_PROMPT_. Locate the word "passed" in the entries below, then gather every line that holds it.

[Stored data]

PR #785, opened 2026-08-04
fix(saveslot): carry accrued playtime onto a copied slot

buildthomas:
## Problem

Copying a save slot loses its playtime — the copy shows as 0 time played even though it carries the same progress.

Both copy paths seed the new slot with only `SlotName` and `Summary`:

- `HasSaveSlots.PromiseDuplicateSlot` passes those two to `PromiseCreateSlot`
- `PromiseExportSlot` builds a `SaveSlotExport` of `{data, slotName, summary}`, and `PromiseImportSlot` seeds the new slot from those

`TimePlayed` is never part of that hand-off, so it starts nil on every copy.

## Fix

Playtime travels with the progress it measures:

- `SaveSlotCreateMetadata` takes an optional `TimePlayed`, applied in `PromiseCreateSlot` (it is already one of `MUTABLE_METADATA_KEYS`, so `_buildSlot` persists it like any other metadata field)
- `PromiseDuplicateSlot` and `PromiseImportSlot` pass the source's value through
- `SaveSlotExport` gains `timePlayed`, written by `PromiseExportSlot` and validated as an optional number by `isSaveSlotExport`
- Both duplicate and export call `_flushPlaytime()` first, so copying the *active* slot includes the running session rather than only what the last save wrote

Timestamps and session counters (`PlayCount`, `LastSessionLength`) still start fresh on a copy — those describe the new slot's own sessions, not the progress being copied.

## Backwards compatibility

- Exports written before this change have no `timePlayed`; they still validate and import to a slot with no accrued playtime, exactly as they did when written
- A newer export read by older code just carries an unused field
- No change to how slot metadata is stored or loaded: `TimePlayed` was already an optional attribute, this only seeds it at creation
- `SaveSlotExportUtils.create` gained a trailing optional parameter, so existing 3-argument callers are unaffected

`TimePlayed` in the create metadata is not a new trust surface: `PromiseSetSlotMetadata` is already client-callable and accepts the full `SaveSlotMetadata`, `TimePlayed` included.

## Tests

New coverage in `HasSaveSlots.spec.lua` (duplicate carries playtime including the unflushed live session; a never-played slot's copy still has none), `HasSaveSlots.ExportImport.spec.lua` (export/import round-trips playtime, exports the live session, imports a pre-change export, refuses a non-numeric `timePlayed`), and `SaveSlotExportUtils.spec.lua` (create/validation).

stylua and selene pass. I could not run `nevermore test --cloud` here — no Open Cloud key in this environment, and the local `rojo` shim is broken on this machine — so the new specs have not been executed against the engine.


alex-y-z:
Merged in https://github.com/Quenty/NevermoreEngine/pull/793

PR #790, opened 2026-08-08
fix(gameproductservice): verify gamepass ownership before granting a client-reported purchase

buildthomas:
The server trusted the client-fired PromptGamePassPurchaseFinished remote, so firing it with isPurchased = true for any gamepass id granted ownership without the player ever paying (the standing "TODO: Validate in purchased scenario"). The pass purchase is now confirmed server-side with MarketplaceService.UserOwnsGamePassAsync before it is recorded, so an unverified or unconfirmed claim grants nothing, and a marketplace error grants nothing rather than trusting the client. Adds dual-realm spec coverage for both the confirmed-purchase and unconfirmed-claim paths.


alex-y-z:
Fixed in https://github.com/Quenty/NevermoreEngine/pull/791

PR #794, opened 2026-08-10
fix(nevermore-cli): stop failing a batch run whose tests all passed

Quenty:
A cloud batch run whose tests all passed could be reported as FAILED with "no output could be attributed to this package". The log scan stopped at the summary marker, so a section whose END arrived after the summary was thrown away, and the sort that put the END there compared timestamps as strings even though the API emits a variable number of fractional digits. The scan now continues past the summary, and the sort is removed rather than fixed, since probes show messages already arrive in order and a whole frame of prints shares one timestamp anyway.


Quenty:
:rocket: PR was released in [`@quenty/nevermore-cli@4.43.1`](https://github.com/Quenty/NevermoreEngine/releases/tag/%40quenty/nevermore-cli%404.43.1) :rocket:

_RESPONSE_.
fix(nevermore-cli): stop failing a batch run whose tests all passed
A cloud batch run whose tests all passed could be reported as FAILED with "no output could be attributed to this package". The log scan stopped at the summary marker, so a section whose END arrived after the summary was thrown away, and the sort that put the END there compared timestamps as strings even though the API emits a variable number of fractional digits. The scan now continues past the summary, and the sort is removed rather than fixed, since probes show messages already arrive in order and a whole frame of prints shares one timestamp anyway.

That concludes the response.